# Baby Starling Needs Home/Care in CA



## karijo (Apr 11, 2006)

I was brought a baby starling yesterday and really can't care for him (I have family in town and they need to be fed every hour or two at this age). He's about 12-14 days old, eating well, alert, a very bossy.

I tried joining the Starling-Talk website, but my login hasn't gone through yet. Is anyone on here a member? And could post on there to see if someone is local that could take him in? I'm in Oakland, CA.

He's doing very well and is easy to care for, but I'm just not around enough right now to care for him. Plus, if someone takes him who has other baby starlings he can be released. Otherwise he's condemned to being a pet.



_*"Laaaaaaaah!"*_


----------



## karijo (Apr 11, 2006)

OK, I contacted Wild Care in Marin and they can take the little bugger.


----------



## TAWhatley (Mar 6, 2001)

Glad you found a place for the little darling starling, Karijo. I am a member of Starling-Talk. I believe one of the S-T moderators is in Nor Cal but not 100% sure about that. Great pic!

Terry


----------



## karijo (Apr 11, 2006)

Thanks, Terry!

He is so cute. He starts hollering at me as soon as he decides he is hungry (every hour), then when I walk by the carrier he grabs the bars with his feet and pokes his head through with that big yellow mouth - it's a hoot.

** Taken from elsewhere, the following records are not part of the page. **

PR #9684, opened 2024-07-24
feat: include additional metadata for tracing the collaboration service

jvillafanez:
## Description
Improve tracing of the collaboration service. This includes:
* Content data upload and download through the WOPI server will be traced. Upload and download times are shown now.
* Some file and user metadata included in the collaboration span. This can help to filter traces by user or by file. It might be useful if users come from different idps, or files are stored in multiple places
* Included the request method in the span name.

It might be better if the `X-WOPI-Override` header was part of the span name, but it seems we'd need to replace the otelchi middleware with our custom version. For now, the header is included as span attribute.

Screenshot from 2024-07-24 18-15-19

Screenshot from 2024-07-24 18-31-40

## Related Issue
no open issue

## Motivation and Context
This should reflect better how much time is spent in other services, specially since the upload and download times weren't being shown before.

## How Has This Been Tested?
Manually checked with a jaeger instance.

## Types of changes

- [ ] Technical debt

## Checklist:

- [x] Code changes
- [ ] Unit tests added
- [ ] Acceptance tests added

## Additional things to consider
* Tracing middleware might be merged with the wopiContext one. This could improve the performance because with this PR we need to get the wopiContext several times per requests. However, this could be confusing in the long run because the resulting middleware would do multiple things.
* Including the `X-WOPI-Override` header in the span name might be ideal. However, there is no good way to do it.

He is very bossy and then as soon as he decides he has had enough food, he turns around, poops, and stomps back into his nest (spot in the middle of a piled up pillow case) with his back to me like, "Thank you, I'm done. Good Day."

He is really adorable!! I wish I could keep him.


----------



## maryjane (Jul 15, 2006)

How cute!! I love those beaks. I'm glad Wildcare will take him.  They're good with birds such as starlings, just not so great with the pigeons!


----------



## karijo (Apr 11, 2006)

It was a really neat place! They gave me a little paper with his ID number so I could call and find out how he is doing. It was a nice place, I really liked the visitor area - very cool. And I got to give a few hawks some dirty looks for the pidges.


----------



## Mindy (Apr 2, 2009)

Loved the picture, actually it almost looks like TAWhatley avatar on ST. Its ashamed you couldn't keep it, my starling is the best pet. I'm surprised they actually took a starling, most places don't from what I have heard. You did a good job keeping it alive. min


----------



## maryjane (Jul 15, 2006)

Did you get to talk to the ravens? They have two there (or used to) that would say "hi" and "hello" to people. They do have a great center and help a lot of animals, I've just heard they aren't much help with injured pigeons. They sure do rehab a lot of baby birds and other animals there.


----------